With an immediate eye toward expansion, Egnyte Inc., which bills itself as a hybrid, cloud-based file sharing company with an office located in the Spokane Valley, will move that office to downtown Spokane at the beginning of April to better accommodate expected growth.
Egnyte opened its office here in February 2014 in about 6,000 square feet of leased space in the Springfield Center, at 15404 E. Springfield, in Spokane Valley. It soon will occupy the entire second and third floors of the three-story Luigi’s Building, at 245 W. Main, directly above Luigi’s Italian Restaurant.
In all, it will be leasing about 13,000 square feet of renovated space there.
Austin Garner, Egnyte’s director of accounts management here, says the company has entered into a five-year lease there.
Coeur d’Alene-based Riverstone Resources & Construction is the general contractor and is renovating the space. Project manager Matt Bryan says the company began work on the project at the beginning of February and expects to be finished shortly.
Garner says Egnyte expects to add close to a dozen employees by the end of May, and adds he wouldn’t be surprised if the office here has at least 50 employees by year’s end.

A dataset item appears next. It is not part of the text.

PR #915, opened 2016-09-23
update instructions for OpenBSD

qbit:
On OpenBSD we use a different port location (/usr/ports/lang/node), this updates the docs to reflect that.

Over the next two months, Egnyte will add more business development representatives responsible for adding new customers and more account managers to provide continuous service to its customers who have purchased Egnyte’s service, Garner says.
“Right now, there’s an extremely high level of excitement around the company. We’re growing our post-sale teams, and in software as a service, the purchase is effectively never done because it’s a subscription-based service,” he says.

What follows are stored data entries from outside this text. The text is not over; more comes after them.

PR #921, opened 2016-09-27
Replacing mailing list signup.

mikeal:
We're going to use MailChimp for this so we need to replace the old Pardot form.


ghost:
LGTM i guess?

hackygolucky:
👍

stevemao:
@mikeal I have already signed on before. Should I sign on again with the new service?

PR #931, opened 2016-10-01
Revert "Blog: fix CVE ID for writeHead() bug / CVE-2016-5326"

rvagg:
Reverts nodejs/nodejs.org#930

@nodejs/security darn it, digging further I've realised that it was actually correct as is! CVE-2016-5326 is for a separate issue that we have decided not to handle as a security problem afterall and CVE-2016-5325 is the one we were going to fix in June but deferred and are now releasing, so it was right all along! Sorry for the confusion!

### DIFF
--- a/locale/en/blog/vulnerability/september-2016-security-releases.md
+++ b/locale/en/blog/vulnerability/september-2016-security-releases.md
@@ -35,9 +35,7 @@ Originally reported by Alexander Minozhenko and James Bunton (Atlassian).
 
 All versions of Node.js are **affected**.
 
-### CVE-2016-5326: `reason` argument in `ServerResponse#writeHead()` not properly validated
-
-***Update 1-Oct-2016: this was originally reported as CVE-2016-5325, it has been updated with the correct ID, CVE-2016-5326***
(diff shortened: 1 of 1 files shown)


indutny (changes requested):
Em... are you sure now? How can we check?

rvagg:
@indutny see https://github.com/nodejs/security/issues/63#issuecomment-224449526

rvagg:
"HTTP processing security defect (CVE-2016-5325)" is the one we reported and retracted because in the end we decided we weren't 100% on how we were handling it. Now we've committed to a solution and it's finally published. CVE-2016-5326 is something entirely different that probably won't ever be used (as it currently stands).

rvagg:
anyone willing to endorse me on retracting this embarrassing correction?

indutny (approved):

indutny:
LGTM

dougwilson (approved):
I will, since I 👍 the original :) They were both just reserved publically, so figured that at least the actual blog wording looks fine, assuming the change itself was correct :)

rvagg:
sorry, all my bad, didn't go deep enough when responding to the original request for clarification!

Egnyte provides software to businesses for their enterprise file synchronization and sharing. The company’s developed technology can store files in a company’s existing data center as well as providing cloud computing storage, Garner says.
Egnyte has three data centers, which are located in California, North Carolina, and in Amsterdam for its customers based in Europe, he says.
“Our office service is for businesses with between five and 25 employees, business level for those companies between 25 to 100 workers, and enterprise level for those with more than 100 employees,” Garner says.
The cost is $8 per user per month for the company’s office service, $15 per user per month for business-level clients, and starts at $35 per user per month for enterprise-level service, he says.
Egnyte is based in Mountain View, Calif., and was co-founded there in 2007 by CEO Vineet Jain and Chief Customer Officer Rajesh Ram. It has roughly 300 employees at Mountain View, 100 in Poland, 30 in the United Kingdom, and 30 in Spokane, Garner says.
“There’s a buzz about Egnyte, especially in regards to the Spokane office,” he says.
“This office is a testament to the faith headquarters has in our ability to deliver. We had a three-year lease come and go, and now we’re signing a multiyear lease and doing a buildout with twice the space. We’re busting at the seams with excitement,” he says.
Garner first heard of Egnyte in early 2013 when a former supervisor of his at a previous employer left the company for Egnyte.
“They (Egnyte) were looking for people to work remotely, and in a short period, there were three or four of us in Spokane doing that,” he says.
By February 2014, a little more than a half-dozen Egnyte employees had moved into their current office space, and staffing has continued to grow since then.
In a 2014 press release announcing the establishment of the Spokane office, Egnyte cited Spokane’s “diverse talent pool fed by Gonzaga and Washington State University graduates.”
Garner declines to disclose annual revenues for Egnyte, a privately held company.
He says co-founders Jain and Ram started the Silicon Valley-based company recognizing that cloud-based technology to store data and information would soon be the future.
Early in the company’s development, however, the co-founders wondered what would happen if customers could access secured information from both the cloud and on-site, physical servers in a seamless integrated fashion.
As a result, the company now offers its cloud-based platform and a data storage alternative that has the ability to merge both cloud and traditional data servers to fit within an organization’s information technology environment, Garner says.
“With our hybrid model, you don’t have to leave behind your on-premises infrastructure. You can sync your on-premises file server to a cloud file server, so if you have multiple locations with multiple file servers, you can unify all those different locations under what we call a single pane of glass,” he says.
The single pane of glass Garner refers to represents a computer monitor, or the screen of a mobile device, through which a user can access data from the multiple servers in operation.
“I particularly like my personal desktop synced, so I’m syncing my computer to a subset of our folders, which takes the guessing game of ‘where did I store this’ out of it. I can take my computer on the airplane and still have access to my files without internet connections,” Garner says.
He adds, “When I look at the computer, I can see all the same business data in our Mountain View location, our Poland and U.K. location even though I’m in Spokane. Our unique advantage is our ability to sync with on-premises technology with our own proprietary software.”
“We’re almost storage agnostic, and we can integrate with Microsoft Office products, Amazon, Google and our own servers,” Garner says.
In Spokane, he says, Egnyte’s account management team, which provides customer service after businesses purchase Egnyte’s software, is experiencing the fastest level of growth, Garner says.